Our workloads utilize Glue-Spark, and the transformation process involves joining 4-5 tables, with the driving table containing 25 billion rows. After applying proper filtering for the targeted marketplace, we process output data ranging from a few million to 8 billion records(depending on a marketplace).

Even after increasing the number of workers, we continue to face the same issue. If a job takes 2 hours to complete, the exception may be thrown at 30 minutes, or sometimes around an hour. In contrast, when processing data using Hive tables, we do not encounter this issue, although the runtime is longer.

We are transitioning our workloads to use open table formats like Iceberg to reduce processing costs. However, with multiple retries, we are incurring higher costs than we initially anticipated in savings.

danielcweeks commented 2 months ago

@SandeepSinghGahir Thanks for the additional context (it really helps to have specifics like this). I think we're close to having a solution for this and @amogh-jahagirdar will likely have it for the 1.7 release.

steveloughran commented 1 month ago

we solved it is by using HadoopFileIO instead.

we put a lot of effort into making S3 stack traces go away, usually adding more handling one support call at a time. Special mention for openssl there. You aren't using it underneath are you?

Now that you are using the S3A connector, if you can adopt parquet 14.1 and hadoop-3.4.0 then you switch parquet to using hadoop's vector IO for a significant speedup in parquet reads.
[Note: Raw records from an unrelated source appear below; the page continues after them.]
PR #1703, opened 2020-12-22
Upgrade Nixpkgs and Stackage, use GHC 8.8.4

monacoremo:
* Upgraded nixpkgs to the current master and added the following changes:
  * Use GHC 8.8.4
  * Removed our patch for the GHC 8.6.5 bootstrap on `pkgsMusl`, as that was fixed upstream
  * Added a patch for `pkgsMusl.gdb` https://github.com/NixOS/nixpkgs/issues/104133 (reverting the commit that updated gdb and caused the issue)
  * Several packages are upgraded in the new Nixpkgs, uncluding PostgreSQL to the latest patch releases/minor versions
* Upgraded stackage to 16.26, which also uses GHC 8.8.4

Our patch to the OpenSSL package https://github.com/NixOS/nixpkgs/pull/87879 is 'Ready' in [nixpkgs staging](https://github.com/NixOS/nixpkgs/projects/25), so hopefully that will be merged sometime soon (causing a pretty huge rebuild of nixpkgs, as pretty much everything depends on OpenSSL) and we can remove our patch.

The cachix update in the background is courtesy of my brave laptop, who worked very hard for many hours to put everything together, building everything on the static/musl side from scratch, including OpenSSL and GHC.


nix/overlays/haskell-packages.nix
```diff
@@ -18,33 +21,14 @@ let
...
       hasql-dynamic-statements =
-        self.haskell.lib.dontCheck (prev.callHackageDirect
-          {
-            pkg = "hasql-dynamic-statements";
-            ver = "0.3.1";
-            sha256 = "1zjv91xlfkyxwq6mhzj7rsfm4kjvs9ygkgbl6jbbg19jihcn2kiy";
-          }
-          { }
-        );
+        lib.dontCheck (lib.unmarkBroken prev.hasql-dynamic-statements);
```
steve-chavez, line 25: [unmarkBroken](https://github.com/NixOS/nixpkgs/blob/master/pkgs/development/haskell-modules/lib.nix#L172), nice escape hatch.

steve-chavez (approved):
LGTM!

Laptop's effort won't be in vain :)

nix/overlays/haskell-packages.nix
monacoremo: Or `markUnbroken`, equivalently - all the choices you might want :-)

SandeepSinghGahir commented 1 month ago

@danielcweeks thanks a lot for the update and prioritizing the fix. Looking forward to the 1.7 release. @amogh-jahagirdar thanks for all the hard work 🙌

SandeepSinghGahir commented 1 month ago

Should we add this issue to the v1.7 milestone? https://github.com/apache/iceberg/milestone/47

danielcweeks commented 1 month ago

@SandeepSinghGahir The PR that @amogh-jahagirdar implemented will be included in v1.7, so there's no need to add it to the milestone. We generally use the milestone to track larger items that we want to target for the release, but in this case, I think we're already good.

SandeepSinghGahir commented 3 weeks ago

Hi, I just found out in the milestones that v1.7 will no longer support Java 8. However, AWS glue 4.0 only supports Java 8. Therefore, we won't be able to use v1.7. I also read in mail archives that 1.6.x which has Java 8 support will continued to be supported. Is there a plan to release 1.6.2 to include bug fixes that supports Java 8?

GTerrygo commented 1 day ago

I encountered the same error while attempting to load a large Iceberg table in AWS Glue. Can we prioritize the bug fix for version 1.6.2, since AWS Glue does not support Java 11?